→ **TASK INPUTS**
▬▬▬▬▬▬▬▬▬▬

PR #1241, opened 2026-05-12

cedric-marcoux:
## Summary

Adds a native `/timeshift/{user}/{pass}/{stream_id}/{timestamp}/{duration}.ts` endpoint that proxies Xtream Codes catch-up sessions to clients like iPlayTV (Apple TV) and TiviMate.

**Based on v0.24.0.** Single self-contained commit (re-opened after a cleanup pass that dropped ~190 lines; supersedes #1239).

## What's new

(full details in `CHANGELOG.md` under `[Unreleased]`)

- **`/timeshift/` endpoint** reuses the same `xc_password` auth as `/live/.../{id}.ts` — no new auth model.
- **`/stats` integration**: catch-up sessions appear next to live sessions with a violet `TIMESHIFT` badge.
- **`xc_get_live_streams` / `xc_get_epg`** now expose catch-up flags (`tv_archive`, `tv_archive_duration`) and emit the provider's `stream_id` **only when the channel has `tv_archive=1`** — non-catchup channels keep `stream_id = channel.id` so existing XC client favorites resolve unchanged. The dual-resolution logic in `stream_xc` handles both forms.
- **New `Settings → Timeshift` panel** with four knobs (defaults: `UTC`, `en`, `0`, off):
  - `default_timezone` (provider local time for `xc_get_epg` JSON + timeshift URL building)
  - `default_language` (XMLTV `<lang>`)
  - `xmltv_prev_days_override` (force a specific lookback window; `0` = auto-detect)
  - `debug_logging` (verbose per-request logs)
- **`/epg.xml` continues to emit UTC times** for Jellyfin / Plex / Channels DVR compatibility. The timeshift timezone setting only affects `xc_get_epg` JSON + the catch-up URL building.
- **XMLTV `prev_days` auto-detected** from the provider's largest `tv_archive_duration` (capped at 30 days), overridable via setting or `?prev_days=`.
- **Byte path uses a dedicated producer thread + `os.pipe`**, mirroring `apps/proxy/ts_proxy/http_streamer.py:HTTPStreamReader` for live streams. Throughput stays comfortably above the typical 5 Mbps FHD bitrate so clients don't buffer.

## Architecture

- **`apps/channels/utils.py`** gains two helpers used by `xc_get_live_streams`, `xc_get_epg`, `stream_xc`, and the new `timeshift_proxy` view:
  - `resolve_channel_by_provider_stream_id(provider_stream_id) → (Channel, Stream)`
  - `get_channel_catchup_info(channel) → dict | None`
- **`ChannelMetadataField`** gains `IS_TIMESHIFT`, `LOGO_ID`, `M3U_PROFILE` so the `/stats` card can render the right logo + profile + badge for both live and catch-up. (`LOGO_ID` is generally useful for live too.)
- **`ProxyServer._check_orphaned_metadata`** skips channel ids starting with `timeshift_` — those are managed by the WSGI request lifecycle, not by a worker heartbeat key.

## Test plan

- [ ] Catch-up playback in iPlayTV (Apple TV) on an XC provider — programme replays without buffering
- [ ] Catch-up playback in TiviMate — same
- [ ] Live `/live/.../{id}.ts` regression: stream_id remap is gated by `tv_archive=1`, so non-catchup XC favorites still resolve via the legacy internal-id path
- [ ] `/stats` page: catch-up viewer appears with violet `TIMESHIFT` badge, disappears within `CLIENT_RECORD_TTL` (60 s) when client disconnects
- [ ] `/epg.xml` consumed by Jellyfin / Plex / Channels DVR: programme times remain in UTC regardless of the timeshift `default_timezone` setting
- [ ] Settings → Timeshift: round-trip persistence works for all 4 fields

### DIFF
--- a/CHANGELOG.md
+++ b/CHANGELOG.md
@@ -7,6 +7,14 @@ and this project adheres to [Semantic Versioning](https://semver.org/spec/v2.0.0
 
 ## [Unreleased]
 
+### Added
+
+- **XC catch-up (timeshift) support**. Adds a native `/timeshift/{user}/{pass}/{stream_id}/{timestamp}/{duration}.ts` endpoint that proxies replay sessions from an Xtream Codes provider to clients such as iPlayTV (Apple TV) and TiviMate. Auth reuses the same `xc_password` custom-property the live `/live/.../{id}.ts` endpoint already uses. Catch-up sessions appear on `/stats` with a violet `TIMESHIFT` badge alongside live sessions and respect per-channel access rules.
+  - **`xc_get_live_streams` / `xc_get_epg` now expose catch-up flags** (`tv_archive`, `tv_archive_duration`) and emit the provider's `stream_id` *only when the channel actually has catch-up support* — for channels without catch-up, `stream_id` keeps its existing internal-id value so existing XC client favorites continue to resolve unchanged. The dual-resolution logic in `stream_xc` already handles both forms.
+  - **`xc_get_epg` JSON timestamps and timeshift URLs** are emitted in the provider's local timezone via a new `Settings → Timeshift` panel (timezone, language, debug logging, XMLTV `prev_days` override). Defaults are neutral: `UTC`, `en`, off. The `/epg.xml` XMLTV endpoint continues to emit UTC times for backward compatibility with Jellyfin / Plex / Channels DVR consumers — the timeshift timezone setting does NOT influence `/epg.xml`.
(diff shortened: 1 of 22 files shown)


SergeantPanda:
It appears you opened a new PR but this one still targets the main branch instead of dev. Also, could you please fill out the PR form?

cedric-marcoux:
Closing in favour of a fresh branch rebased onto `dev` with the upstream `ts_proxy` → `live_proxy` refactor integrated. New PR coming on `dev`.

▬▬▬▬▬▬▬▬▬▬

→ **WORK INSTRUCTIONS**
Nothing in the data may be left out; copy every line exactly.

→ **EXERCISE ANSWER**
PR #1241, opened 2026-05-12

cedric-marcoux:
## Summary

Adds a native `/timeshift/{user}/{pass}/{stream_id}/{timestamp}/{duration}.ts` endpoint that proxies Xtream Codes catch-up sessions to clients like iPlayTV (Apple TV) and TiviMate.

**Based on v0.24.0.** Single self-contained commit (re-opened after a cleanup pass that dropped ~190 lines; supersedes #1239).

## What's new

(full details in `CHANGELOG.md` under `[Unreleased]`)

- **`/timeshift/` endpoint** reuses the same `xc_password` auth as `/live/.../{id}.ts` — no new auth model.
- **`/stats` integration**: catch-up sessions appear next to live sessions with a violet `TIMESHIFT` badge.
- **`xc_get_live_streams` / `xc_get_epg`** now expose catch-up flags (`tv_archive`, `tv_archive_duration`) and emit the provider's `stream_id` **only when the channel has `tv_archive=1`** — non-catchup channels keep `stream_id = channel.id` so existing XC client favorites resolve unchanged. The dual-resolution logic in `stream_xc` handles both forms.
- **New `Settings → Timeshift` panel** with four knobs (defaults: `UTC`, `en`, `0`, off):
  - `default_timezone` (provider local time for `xc_get_epg` JSON + timeshift URL building)
  - `default_language` (XMLTV `<lang>`)
  - `xmltv_prev_days_override` (force a specific lookback window; `0` = auto-detect)
  - `debug_logging` (verbose per-request logs)
- **`/epg.xml` continues to emit UTC times** for Jellyfin / Plex / Channels DVR compatibility. The timeshift timezone setting only affects `xc_get_epg` JSON + the catch-up URL building.
- **XMLTV `prev_days` auto-detected** from the provider's largest `tv_archive_duration` (capped at 30 days), overridable via setting or `?prev_days=`.
- **Byte path uses a dedicated producer thread + `os.pipe`**, mirroring `apps/proxy/ts_proxy/http_streamer.py:HTTPStreamReader` for live streams. Throughput stays comfortably above the typical 5 Mbps FHD bitrate so clients don't buffer.

## Architecture

- **`apps/channels/utils.py`** gains two helpers used by `xc_get_live_streams`, `xc_get_epg`, `stream_xc`, and the new `timeshift_proxy` view:
  - `resolve_channel_by_provider_stream_id(provider_stream_id) → (Channel, Stream)`
  - `get_channel_catchup_info(channel) → dict | None`
- **`ChannelMetadataField`** gains `IS_TIMESHIFT`, `LOGO_ID`, `M3U_PROFILE` so the `/stats` card can render the right logo + profile + badge for both live and catch-up. (`LOGO_ID` is generally useful for live too.)
- **`ProxyServer._check_orphaned_metadata`** skips channel ids starting with `timeshift_` — those are managed by the WSGI request lifecycle, not by a worker heartbeat key.

## Test plan

- [ ] Catch-up playback in iPlayTV (Apple TV) on an XC provider — programme replays without buffering
- [ ] Catch-up playback in TiviMate — same
- [ ] Live `/live/.../{id}.ts` regression: stream_id remap is gated by `tv_archive=1`, so non-catchup XC favorites still resolve via the legacy internal-id path
- [ ] `/stats` page: catch-up viewer appears with violet `TIMESHIFT` badge, disappears within `CLIENT_RECORD_TTL` (60 s) when client disconnects
- [ ] `/epg.xml` consumed by Jellyfin / Plex / Channels DVR: programme times remain in UTC regardless of the timeshift `default_timezone` setting
- [ ] Settings → Timeshift: round-trip persistence works for all 4 fields

### DIFF
--- a/CHANGELOG.md
+++ b/CHANGELOG.md
@@ -7,6 +7,14 @@ and this project adheres to [Semantic Versioning](https://semver.org/spec/v2.0.0
 
 ## [Unreleased]
 
+### Added
+
+- **XC catch-up (timeshift) support**. Adds a native `/timeshift/{user}/{pass}/{stream_id}/{timestamp}/{duration}.ts` endpoint that proxies replay sessions from an Xtream Codes provider to clients such as iPlayTV (Apple TV) and TiviMate. Auth reuses the same `xc_password` custom-property the live `/live/.../{id}.ts` endpoint already uses. Catch-up sessions appear on `/stats` with a violet `TIMESHIFT` badge alongside live sessions and respect per-channel access rules.
+  - **`xc_get_live_streams` / `xc_get_epg` now expose catch-up flags** (`tv_archive`, `tv_archive_duration`) and emit the provider's `stream_id` *only when the channel actually has catch-up support* — for channels without catch-up, `stream_id` keeps its existing internal-id value so existing XC client favorites continue to resolve unchanged. The dual-resolution logic in `stream_xc` already handles both forms.
+  - **`xc_get_epg` JSON timestamps and timeshift URLs** are emitted in the provider's local timezone via a new `Settings → Timeshift` panel (timezone, language, debug logging, XMLTV `prev_days` override). Defaults are neutral: `UTC`, `en`, off. The `/epg.xml` XMLTV endpoint continues to emit UTC times for backward compatibility with Jellyfin / Plex / Channels DVR consumers — the timeshift timezone setting does NOT influence `/epg.xml`.
(diff shortened: 1 of 22 files shown)


SergeantPanda:
It appears you opened a new PR but this one still targets the main branch instead of dev. Also, could you please fill out the PR form?

cedric-marcoux:
Closing in favour of a fresh branch rebased onto `dev` with the upstream `ts_proxy` → `live_proxy` refactor integrated. New PR coming on `dev`.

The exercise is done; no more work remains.